Last year, President Donald Trump signed the Hong Kong Freedom and Democracy Act, which requires the secretary of state to assess whether Hong Kong should still be granted special trade status under US law, based on whether Hong Kong’s government is still mostly autonomous and honoring the rule of law. The law also calls on the president to impose sanctions on officials who violate human rights in Hong Kong.
“Our decision on whether or not to certify Hong Kong as having ‘a high degree of autonomy’ from China is still pending,” Pompeo said at a press conference Wednesday. “We’re closely watching what’s going on there.”

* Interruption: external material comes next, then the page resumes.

PR #7024, opened 2024-07-29
CBG-4111: Differentiate between `nil` set and empty set of enabled db audit events

bbrks:
CBG-4111

Closes up a bug where we didn't correctly apply a change on top of the default set of events because we couldn't determine whether `nil` meant the default set, or none set.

Revoking Hong Kong’s status would be a dramatic step, with uncertain consequences. It would would undoubtedly send a strong signal to China, but it could have repercussions for both the US and Hong Kong. The US could lose tens of billions in trade, and it could jeopardize Hong Kong’s standing as a global financial hub, dealing another blow to the city.

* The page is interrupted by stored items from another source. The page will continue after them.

PR #7025, opened 2024-07-29
CBG-3713 use atomic pointers for loggers

torcolvin:
This has https://github.com/couchbase/sync_gateway/pull/7022 in the same changes.

`ResetGlobalTestLogging` didn't in fact reset global logging because it used pointers to refer to the original loggers. Additionally, there are so many pointers in `FileLogger` that even if we make a copy of the struct, it is not a deep copy. Addressed this by reinitializing the state to the start of the bucket state.

Moved tests that were hidden behind `-race` flags to non protected states. I used `SG_TEST_LOG_LEVEL=trace` which will log in the bucket pool while a test is being torn down even under rosmar to flush out any race conditions. The only new code in rest package is adding `base.ResetGlobalTestLogging(t)` to `TestDefaultLogging` to reset the global logger state. This is not done if `SG_TEST_LOG_LEVEL` is set.

This should address https://issues.couchbase.com/browse/CBG-4109 and https://issues.couchbase.com/browse/CBG-3740

## Pre-review checklist

- [ ] Link upstream PRs

- [ ] `GSI=true,xattrs=true` https://jenkins.sgwdev.com/job/SyncGateway-Integration/2625/


base/logger_external.go
```diff
@@ -47,7 +47,8 @@ func initExternalLoggers() {
 
 func updateExternalLoggers() {
 	// use context.Background() since this is called from init or to reset test logging
-	if consoleLogger != nil && consoleLogger.shouldLog(context.Background(), LevelDebug, KeyWalrus) {
+	logger := consoleLogger.Load()
+	if logger.shouldLog(context.Background(), LevelDebug, KeyWalrus) {
```
bbrks, line 51: Can `logger` still be nil here? I can't see an obvious way for that to happen, but you kept that handling in `CBGoUtilsLogger) Level()` below so wanted to check.

base/logging.go
```diff
@@ -124,7 +122,8 @@ func init() {
 	// initializing a logging config, and when running under a test scenario.
 	initialCollationBufferSize := 0
 
-	consoleLogger = mustInitConsoleLogger(context.Background(), &ConsoleLoggerConfig{LogKeys: []string{logKeyNames[KeyHTTP]}, FileLoggerConfig: FileLoggerConfig{Enabled: BoolPtr(true), CollationBufferSize: &initialCollationBufferSize}})
+	consoleLogger.Store(mustInitConsoleLogger(context.Background(), &ConsoleLoggerConfig{LogKeys: []string{logKeyNames[KeyHTTP]}, FileLoggerConfig: FileLoggerConfig{Enabled: BoolPtr(true), CollationBufferSize: &initialCollationBufferSize}}))
+	auditLogger.Store(&AuditLogger{})
```
bbrks: Is this required because https://github.com/couchbase/sync_gateway/tree/CBG-4096-auditLogger isn't merged yet?

Think we may have forgotten about this commit

base/logging.go
```diff
@@ -187,8 +186,8 @@ func LogLevelCtx(ctx context.Context, logLevel LogLevel, logKey LogKey, format s
 // RecordStats writes the given stats JSON content to a stats log file, if enabled.
 // The content passed in is expected to be a JSON dictionary.
 func RecordStats(statsJson string) {
-	if statsLogger != nil {
-		statsLogger.logf(statsJson)
+	if statsLogger.Load() != nil {
+		statsLogger.Load().logf(statsJson)
```
bbrks: avoid double load

```suggestion
	if sl := statsLogger.Load(); sl != nil {
		sl.logf(statsJson)
```

base/util_testing.go
```diff
@@ -568,7 +568,7 @@ var GlobalTestLoggingSet = AtomicBool{}
 
 // SetUpGlobalTestLogging sets a global log level at runtime by using the SG_TEST_LOG_LEVEL environment variable.
 // This global level overrides any tests that specify their own test log level with SetUpTestLogging.
-func SetUpGlobalTestLogging(ctx context.Context, m *testing.M) (teardownFn func()) {
+func SetUpGlobalTestLogging(ctx context.Context) (teardownFn func()) {
```
bbrks, line 571: Would prefer to keep `_ *testing.M` in the signature so it's not accidentally misused.

bbrks (changes requested):
Looks mostly good. A few comments inline

base/logger_external.go
torcolvin: It certainly couldn't be in a test environment, but I am not sure so I'll add it back.

It doesn't matter since `shouldLog` also checks for nil pointer though.

base/util_testing.go
torcolvin: The reason I removed this is that I call this function from `ResetGlobalTestLogging` which only has `* testing.T`. I could keep testing.M and pass nil in `ResetGlobalTestLogging` but I can't think of a great a way to convey this otherwise.

base/logging.go
torcolvin: I've added this back.

bbrks (approved):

The Trump administration has recently been pushing back hard against China as it is considering ways of punishing Beijing for its early mishandling of the coronavirus. That may motivate the US to take a tougher stance on Hong Kong. At the same time, China could retaliate for such a move, and Beijing may be betting that the US has too much at stake to take such a drastic step.
When asked about the proposed national security law on Thursday, Trump said he didn’t know what the US would do. “I don’t know what it is, because nobody knows yet. If it happens, we’ll address that issue very strongly.”
The US may not want to exhaust this leverage. It might also not also be ready to say that, at this point, Hong Kong’s autonomy is completely lost.